The innate immune system is the first line of defense against pathogens, and in non-chordates is assumed to be the sole means by which any non-self cells are detected and either killed or contained 1. Innate immunity in vertebrates is essentially a two-tier system consisting on one hand of phagocyte activation by the interaction of specialized surface receptors with pathogens or pathogen-derived components, and on the other of the direct opsonization and lysis of pathogens via the complement cascade. Whilst the vertebrate innate immune system has been the subject of intense investigation and is relatively well understood, studies of invertebrate immunity, which have focused primarily on the arthropods Drosophila and various horseshoe crab species 234, have revealed some striking similarities. For example, in both Drosophila and vertebrates, the Toll/Toll-like receptor (TLR) mediates the activation of appropriate response genes to microbial challenge 56.

Toll and the TLRs are transmembrane proteins with a characteristic domain structure consisting of an extracellular amino-terminal domain containing leucine-rich repeats (LRRs) responsible for pattern recognition and an intracellular Toll interleukin receptor (TIR) domain that mediates signal transmission.
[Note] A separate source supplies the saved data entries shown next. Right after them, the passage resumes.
PR #1057, opened 2021-02-24
Fix#1053: Use passedConfig over defaultConfig in KafkaConnector

flansen:
This fixes the issue that the default config took precedence over the more specific configuration


flansen:
I'm not sure why the Java11 pipeline would fail, is it flaky?

cescoffier (approved):

cescoffier:
Thanks!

Although the Toll and TLR families of arthropods and mammals are thought to have independently diversified 78, all Tolls and TLRs signal via a common pathway that is conserved between Drosophila and mammals. The ultimate step in this pathway is translocation of nuclear factor (NF)-κB or its fly counterpart (the Dif/Rel heterodimer) into the nucleus, where it stimulates transcription of appropriate response genes. The immune repertoire of the horseshoe crab Carcinoscorpius includes a complex complement pathway that has both opsonic and lytic effector functions 9. Horseshoe crab complement C3 is functionally homologous with mammalian C3, mediating phagocytosis of bacteria (by hemocytes) in a strikingly similar manner.

Whilst these specific studies imply that at least some innate immune mechanisms have been conserved, broader comparative studies highlight the extent of gene loss and divergence in various metazoan lineages. For example, although Carcinoscorpius clearly uses a vertebrate-like complement system, none of the central components of the cascade (C2, C3, C4, C5) are encoded by the genomes of the ecdysozoans Drosophila, Caenorhabditis or Anopheles. Moreover, the sole Toll/TLR in Caenorhabditis elegans and C. brigssae is not known to function in the context of immunity, nor does that reported in the horseshoe crab Tachypleus tridentatus 10. There are also important differences between the Toll/TLR systems of Drosophila and mammals. For example, some mammalian TLRs themselves act as pattern recognition receptors (PRRs) upon microbial challenge, whereas in fly this is not the case 11. Moreover, whereas most of the ten or so vertebrate TLRs function primarily in immunity, only one of the nine fly (and ten mosquito) Tolls functions in this context. The others play a role in development 10, most famously in controlling differentiation in the dorsal/ventral axis.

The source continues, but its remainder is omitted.